The last book from this set has only one untitled movement, which, in turn, contains five different songs joined attacca, thus turning it into a continuous musical texture with connecting piano passages. According to professor Michael Hicks, Bartók did not merely arrange folk music, but he rather re-composed the pieces and used repetitions, transpositions, texture economy and narrative building, which helped him "reach his ideal of making high art from the folksong of his homeland".
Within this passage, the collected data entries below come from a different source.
PR #6778, opened 2025-06-10
Refactor greenfield api to follow UI flow when creating stores

### LINKED ISSUE #6773: [Bug]: User removed but email still in use

v2.1.1

btcpay-setup.sh

### What happened?

I am creating users via the API, and I am removing them as I test via the dashboard. Even after 10 minutes, a user removed cannot be re-created with the same email.

```
[▼
  "info" => [▶]
  "response_headers" => [▶]
  "response_json" => [▼
    [▼
      "path" => "Email"
      "message" => "Username '....' is already taken."
    ]
  ]
]
```

How can I resolve this?

Create user via API.

### Relevant log output

```shell

```

### What browser do you use?

_No response_

### Additional information

_No response_

TChukwuleta:
Resolve #6773 

The changes now allows for the creation of new users via the greenfield API when adding them to a store if they do not already exist, with appropriate authorization and email invitation logic. This follows the same flow as in the UI dashboard.

Also, I noticed something, If I delete a user from a store, the user is deleted from the store users but exist in the server instance as an active user, hence deleted store users can create their own stores. 

I don't think this would favor ambassadors running membership. The PR then includes a deactivation of user when the user is deleted from the store. The admin can then activate the user at will or remove the user entirely from the system.

### DIFF
--- a/BTCPayServer/Controllers/GreenField/GreenfieldStoreUsersController.cs
+++ b/BTCPayServer/Controllers/GreenField/GreenfieldStoreUsersController.cs
@@ -31,12 +31,14 @@ namespace BTCPayServer.Controllers.Greenfield
         private readonly EmailSenderFactory _emailSenderFactory;
         private readonly IAuthorizationService _authorizationService;
         private readonly PoliciesSettings _policiesSettings;
+        private readonly EventAggregator _eventAggregator;
         private readonly UserManager<ApplicationUser> _userManager;
         private readonly CallbackGenerator _callbackGenerator;
         private readonly UriResolver _uriResolver;
 
         public GreenfieldStoreUsersController(
             StoreRepository storeRepository,
+            EventAggregator eventAggregator,
             PoliciesSettings policiesSettings,
             EmailSenderFactory emailSenderFactory,
             UserManager<ApplicationUser> userManager,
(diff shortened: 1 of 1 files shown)


NicolasDorier:
@dennisreimann had a PR like this, and I prefer we do not do this as the permissions for creating a user on the server are different from the permissions to add a server to a store. I think it was even merged and I needed to revert it.

You also removed some stuff in tests which I don't understand why.

TChukwuleta:
Alright. 

What do you think about this:

"If I delete a user from a store, the user is deleted from the store users but exist in the server instance as an active user, hence deleted store users can create their own stores."

You can test this by adding a user to a store, and removing the user from the store. You can then try and login with the user, the removed user can then be a store owner

NicolasDorier:
@TChukwuleta this is expected, as store users are normal server users which got granted right to access the store. Removing the store user only mean that the permission to the store has been removed.

If you want to make sure a server user do not create new store, then a new UX need to be though: For example, adding the ability to affect permissions during the creation of the new user.

It would also need permission for store creation, which I think do not exist yet.

NicolasDorier:
Closing this PR for the reason enunciated: Creation/Deletion of users isn't same permission as granting or not the access to a store.

I couldn't find where, but I remember @dennisreimann already did this, and it was merged at one point. But during a review, I saw it and reverted.

PR #6781, opened 2025-06-10
Fix: Free items in the PoS were generating top-up invoices rather than settled invoices (Fix #6780)

### LINKED ISSUE #6780: [Bug]: 0 amount invoices no longer work as free items in POS, but generate any amount

 v2.1.2+c6f960cef

Docker 

### What happened?

Since updating to 2.1.2 it seems that we broke how we handle invoice with the amount 0 in the POS.

To replicate go to https://pay.pavlenex.com/apps/2SfptYNoGkDKoc5Sc5C2s6jXpQWD/pos

1. Invoice with amount = 0 is free item and it is automatically settled 
2. Invoice with the amount null is any amount, or topup invoice, which accepts any amount

To replicate you can even generate the invoice manually with amount=0 and it will settle. The only issue is that it seems our recent changes around POS likely made a breaking change there, leading all freebie items in POS to become donation ware (any amount).

We even apply `free tag`

Image

1. Create a POS item with amount = 0
2. Version 2.1.1
3. Checkout and see any amount instead of instantly settled.

### Relevant log output

```shell
  {
    "id": "free-registration",
    "title": "Free Registration (You already have BTCPay Merch)",
    "disabled": false,
    "description": "",
    "categories": null,
    "image": "",
    "priceType": "Fixed",
    "price": "0",
    "buyButtonText": "Free registration",
    "inventory": 2,
    "taxRate": null
  },
```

The lyrics were written in Bartók's native Hungarian. However, they were translated into German for their latest edition. Book I was translated by Benedikt Szabolcsi and Books II to IV by Rudolf Stefan Hoffmann.

== Arrangements ==

Bartók himself also published an arrangement for voice and orchestra of songs 1, 2, 11, 14, and 12. It was entitled Five Hungarian Folksongs, Sz. 101, BB 108, and was published some years later, in 1933, to celebrate the 80th anniversary of the Budapest Philharmonic Orchestra.